As early as 1974, Florida considered funding a Miami–Orlando service using Turboliners, with expansion statewide possible. Amtrak ultimately introduced the first Silver Palm as a single round trip service between Miami and Tampa, Florida, on November 21, 1982. The train was subsidized by the Florida Department of Transportation as a 403(b) service. The train operated over the tracks of the Seaboard System Railroad between Miami and Tampa via Auburndale. The northbound train departed Miami in the morning and returned from Tampa in the afternoon. Travel time was approximately five hours in each direction. A bus connection was provided between and . It followed the traditional SAL mainline through Wildwood and Ocala in north-central Florida.

The Silver Palm was the first intrastate train to use the then-new Amfleet II coaches. The initial consist was two coaches and a cafe car.

During its service, train crew were required to manually throw switches for the train to operate between divisions. Amtrak had worked to remove speed restrictions on the line and considered adding more stops in an effort to improve service and increase the train's profitability. The state also tried to help boost ridership following a publicity tour by then Lieutenant Governor Wayne Mixson in August 1984, in part to build a base of riders for proposed high-speed service in the state. After a two-year trial the Florida Department of Transportation recommended ending subsidies for the Silver Palm. State law required that state-sponsored services maintain a farebox ratio of 60% to continue funding.

FDOT announced on October 20, 1984, that the Silver Palms ratio was 45.3%. The service was scheduled to be discontinued on November 20, 1984. The Florida Coalition of Rail Passengers sued the state, arguing that the Department of Transportation had calculated the operating ratio incorrectly, and won at the district court level. This decision was overturned on appeal by the Florida First District Court of Appeal on March 28, 1985. The Silver Palm was discontinued on April 30, 1985. It was estimated to have cost $4 million over the course of its run.

=== Revived name ===

The second Silver Palm was a long-distance passenger train between New York, New York, and Miami, Florida. This was a revival of the Palmetto, which Amtrak had discontinued on April 1, 1995. Service began on November 10, 1996. For a period in the mid-1990s, as in the 1996-1997 season, it was Amtrak's only train passing through Ocala area north-central Florida section in 1996. Amtrak restored the Palmetto name on May 1, 2002, after the train lost sleeping and dining car service.
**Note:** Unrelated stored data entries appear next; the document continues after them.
PR #35, opened 2016-08-02
Move react-copy-to-clipboard to dependencies

jacobsimon:
I'm seeing an issue where I need to install react-copy-to-clipboard in a different repo to get it to build. I think moving this from devDependencies to normal dependencies will let it install correctly.


eighnjel:
:shipit:

PR #36, opened 2016-08-05
Update the SegmentedControl to support more use cases.

kofi-clever:
Update the SegmentedControl to support more use cases.

Ran into a few corner cases when using SegmentedControl in context in the
Schools Dashboard.

- Reducing font size to better fit with typical text sizes.
- Polishing up styling issues.
- Adding a disabled state.
- Updating hover state cursors.

seg-ctrl

### DIFF
--- a/package.json
+++ b/package.json
@@ -1,6 +1,6 @@
 {
   "name": "clever-components",
-  "version": "0.5.1",
+  "version": "0.6.0",
   "description": "A library of helpful React components",
   "repository": {
     "type": "git",
--- a/package.json
+++ b/package.json
@@ -49,6 +49,7 @@
     "dev-server": "node_modules/.bin/webpack-dev-server --content-base docs/ --inline --watch"
   },
   "dependencies": {
+    "classnames": "^2.2.5",
     "lodash": "^4.14.1",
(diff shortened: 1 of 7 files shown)


package.json
```diff
@@ -49,6 +49,7 @@
     "dev-server": "node_modules/.bin/webpack-dev-server --content-base docs/ --inline --watch"
   },
   "dependencies": {
+    "classnames": "^2.2.5",
```
jacobsimon: Do we need this

src/SegmentedControl/SegmentedControl.less
```diff
@@ -1,29 +1,63 @@
+@import "../colors.less";
```
jacobsimon: 💯

jacobsimon:
Looks great

package.json
kofi-clever: been using it for convenience and for cleaning up code related to conditional classes, but we can do without it for now.
worth considering, though. it's relatively small (~1K unminified).

stripped it out, along with some of the CSS colors we're not using here yet - https://github.com/Clever/components/pull/36/commits/06335a20e202543f9504af8c0f4faf6f73376902

PR #37, opened 2016-08-05
Fix disabled link button styling.

kofi-clever:
Remove background and borders from link buttons in the disabled state.

**Before:**
screen shot 2016-08-04 at 9 24 56 pm

**After:**
screen shot 2016-08-04 at 9 24 38 pm


jacobsimon:
LGTM, thanks!

PR #38, opened 2016-08-10
Enable usage of SegmentedControl as a controlled component.

kofi-clever:
Ran into a complex use-case that now requires this element to support controlled mode.
[More info: https://fb.me/react-controlled-components]

- Add a `value` prop that overrides the selected value.
- Requires `onSelect` to be specified; throws an error otherwise.
- Also requires only one of `value` or `defaultValue` to be specified.

Bonus: s/span/button/ so that the options get tabIndex and the button ARIA role `#accessibility`

### DIFF
--- a/src/SegmentedControl/SegmentedControl.jsx
+++ b/src/SegmentedControl/SegmentedControl.jsx
@@ -22,7 +22,7 @@ export class SegmentedControl extends React.Component {
     if (value && !onSelect) {
       throw new Error(
         "`onSelect` prop required when using SegmentedControl as a controlled component. "
-        + "Either provide the `onChange` prop, or replace `value` with `defaultValue` for an "
+        + "Either provide the `onSelect` prop, or replace `value` with `defaultValue` for an "
         + "uncontrolled SegmentedControl.\n"
         + "More info: https://fb.me/react-controlled-components"
       );
@@ -46,11 +46,7 @@ export class SegmentedControl extends React.Component {
       return;
     }
 
-    // Update internal state only if being used as an uncontrolled component.
-    if (!this.props.value) {
-      this.setState({selected: value});
-    }
-
+    this.setState({selected: value});
     if (this.props.onSelect) {
       this.props.onSelect(value);
     }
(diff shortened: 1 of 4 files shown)


src/SegmentedControl/SegmentedControl.jsx
```diff
@@ -8,8 +8,32 @@ import "./SegmentedControl.less";
...
+        "SegmentedControl must either be controlled or uncontrolled "
+        + "(specify either the `value` prop, or the `defaultValue` prop, but not both).\n"
+        + "More info: https://fb.me/react-controlled-components"
+      );
+    }
+
+    if (value && !onSelect) {
+      throw new Error(
+        "`onSelect` prop required when using SegmentedControl as a controlled component. "
+        + "Either provide the `onChange` prop, or replace `value` with `defaultValue` for an "
```
rgarcia: s/onChange/onSelect/?

src/SegmentedControl/SegmentedControl.jsx
```diff
@@ -22,19 +46,23 @@ export class SegmentedControl extends React.Component {
       return;
     }
 
-    this.setState({selected: value});
+    // Update internal state only if being used as an uncontrolled component.
+    if (!this.props.value) {
+      this.setState({selected: value});
+    }
```
rgarcia: I found parsing this confusing at first read... at some point it might worth making two different components instead of one that can be in either controlled mode or uncontrolled mode

rgarcia:
lgtm! A little bit concerned about the barriers we might be creating to understand this component. I found it difficult to first get up to speed on controlled vs. uncontrolled, and then hold the subtle `this.props.value` vs. `this.state.selected` differentiator in my head while reading the code.

src/SegmentedControl/SegmentedControl.jsx
kofi-clever: thanks - fixed

src/SegmentedControl/SegmentedControl.jsx
kofi-clever: True - this conditional isn't really necessary, come to think of it. The internal need not depend on the value override. That override can just happen at render time.
Reverted it to try to simplify things a bit.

=== Proposed restoration ===
Currently, only the Silver Star (which has been temporarily replaced by the Floridian) provides daily Amtrak service between Miami and Tampa. A proposal called Amtrak Connects US outlines 15-year expansion plans for state-supported intercity rail corridors, with one of the routes being between Miami and Tampa. It would follow the same route as the Silver Palm, with stops at all the same stations as well as an additional stop at the Okeechobee station.